Bukan hanya menarik perhatian karena dirancang dengan desain yang terlihat mencolok, kostum yang dipakai Jokowi rupanya dibuat dari bahan-bahan ramah lingkungan.

Material untuk membuat kostum terdiri dari alas tikar, seperti rotan dengan hiasan pernak pernik berwarna-warni di sekeliling bajunya. Kemudian, alas kepalanya juga terbuat dari bahan sama yang menjulang tinggi.

Sementara untuk bawahannya, orang nomor satu di Ibu Kota itu menggunakan sarung berwarna merah dan hitam.

Dengan dikawal penjagaan pengamanan yang ketat dari serbuan warga, Jokowi melangkah dari Balaikota menuju halte depan Balaikota Jakarta dan langsung disambut dengan tarian Betawi.

Berbeda dengan Jokowi yang terkesan "ramai" dengan kostum hiasnya, Wakil Gubernur DKI Jakarta Basuki Tjahaja Purnama justru hanya memakai baju polo berwarna putih. Ia bersama sang istri, Veronica Tan, kompak menggunakan kaus polo putih.

"Oh saya enggak pakai kostum hias. Soalnya nanti jam 6 sore, saya masih ada acara hehehe," kata Basuki, di Medan Merdeka Selatan, Jakarta, Minggu (30/6/2013).

Ratusan pelajar dari beberapa sekolah di lima wilayah DKI Jakarta dilibatkan dalam acara puncak Hari Ulang Tahun ke-486 Kota Jakarta itu.

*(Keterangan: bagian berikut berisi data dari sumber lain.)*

PR #7077, opened 2025-01-22
[lexical-table] Feature: TableCellNode add verticalAlign attribute

liuweiGL:
## Description

TableCellNode adds the verticalAlign attribute so that users can control the vertical alignment of the table

### Before

### After

https://github.com/user-attachments/assets/92c0587f-793c-40af-ac39-2b8417a5c43d


ivailop7:
Thank you for this PR. I think it's almost there. In order to keep the node representation in the editorState compact and the HTML output smaller, I think the default for the verticalAlign should be 'undefined' since it's 'top' be default and it should only have a value if middle or bottom and nothing if 'top'. This way, you also won't have to modify the table tests and you can add a new table test specifically testing this new feature.

liuweiGL:
I have made the adjustments. Please review it for me again.

ivailop7 (dismissed):
LGTM, @etrepum to sign off as well.

packages/lexical-table/src/LexicalTableCellNode.ts
```diff
@@ -188,6 +197,7 @@ export class TableCellNode extends ElementNode {
       colSpan: this.__colSpan,
       headerState: this.__headerState,
       rowSpan: this.__rowSpan,
+      verticalAlign: this.getVerticalAlign(),
```
etrepum, line 200: Something like this would prevent it from being serialized unless it is a non-default value:

```suggestion
      ...(isValidVerticalAlign(this.__verticalAlign) && { verticalAlign: this.__verticalAlign }),
```

packages/lexical-table/src/LexicalTableCellNode.ts
```diff
@@ -49,6 +49,7 @@ export type SerializedTableCellNode = Spread<
     headerState: TableCellHeaderState;
     width?: number;
     backgroundColor?: null | string;
+    verticalAlign?: null | string;
```
etrepum, line 52: No reason to allow null to be serialized here 

```suggestion
    verticalAlign?: string;
```

packages/lexical-table/src/LexicalTableCellNode.ts
```diff
@@ -65,6 +66,8 @@ export class TableCellNode extends ElementNode {
   __width?: number | undefined;
   /** @internal */
   __backgroundColor: null | string;
+  /** @internal */
+  __verticalAlign: null | string;
```
etrepum, line 70: Using undefined is a bit more natural here

```suggestion
  __verticalAlign?: undefined | string;
```

packages/lexical-table/src/LexicalTableCellNode.ts
```diff
@@ -111,7 +115,8 @@ export class TableCellNode extends ElementNode {
       .setColSpan(serializedNode.colSpan || 1)
       .setRowSpan(serializedNode.rowSpan || 1)
       .setWidth(serializedNode.width || undefined)
-      .setBackgroundColor(serializedNode.backgroundColor || null);
+      .setBackgroundColor(serializedNode.backgroundColor || null)
+      .setVerticalAlign(serializedNode.verticalAlign || null);
```
etrepum, line 119:
```suggestion
      .setVerticalAlign(serializedNode.verticalAlign || undefined);
```

packages/lexical-table/src/LexicalTableCellNode.ts
```diff
@@ -126,6 +131,7 @@ export class TableCellNode extends ElementNode {
     this.__headerState = headerState;
     this.__width = width;
     this.__backgroundColor = null;
+    this.__verticalAlign = null;
```
etrepum, line 134: No need to set when undefined is the default

```suggestion
```

packages/lexical-table/src/LexicalTableCellNode.ts
```diff
@@ -249,6 +259,16 @@ export class TableCellNode extends ElementNode {
     return self;
   }
 
+  getVerticalAlign(): null | string {
```
etrepum, line 262:
```suggestion
  getVerticalAlign(): undefined | string {
```

packages/lexical-table/src/LexicalTableCellNode.ts
```diff
@@ -249,6 +259,16 @@ export class TableCellNode extends ElementNode {
...
+    return this.getLatest().__verticalAlign;
+  }
+
+  setVerticalAlign(newVerticalAlign: null | string): this {
+    const self = this.getWritable();
+    self.__verticalAlign = newVerticalAlign;
+    return self;
+  }
```
etrepum, line 270:
```suggestion
  setVerticalAlign(newVerticalAlign: null | undefined | string): this {
    const self = this.getWritable();
    self.__verticalAlign = newVerticalAlign || undefined;
    return self;
  }
```

etrepum (commented):
I think we should tighten up this serialization just a little bit to show best practices. This way the unrelated tests won't have to change, and the JSON will be smaller.

etrepum (commented):
I think the only thing left here to do is revert the changes to the serialization tests where `"verticalAlign": null` was added. Code looks good otherwise!

liuweiGL:
@etrepum Everything is ok now

etrepum (approved):
Looks great, nice work!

Selain pelajar, Jakarnaval juga akan dimeriahkan oleh tamu-tamu dari luar Jakarta, antara lain Jember, Solo, Subang, dan Magelang. Mereka berasal dari kelompok festival dan karnaval yang sudah terkenal.

Secara total ada 1.500 peserta yang meramaikan acara tersebut. Berbagai kendaraan hias dan budaya Betawi dipertunjukkan kepada masyarakat dan didukung oleh Balai Kesenian di enam wilayah Jakarta.

Peserta karnaval melalui rute Balaikota Jakarta sampai di Bundaran Hotel Indonesia. Acara berlangsung dari pukul 15.00 WIB sampai dengan pukul 18.00 WIB.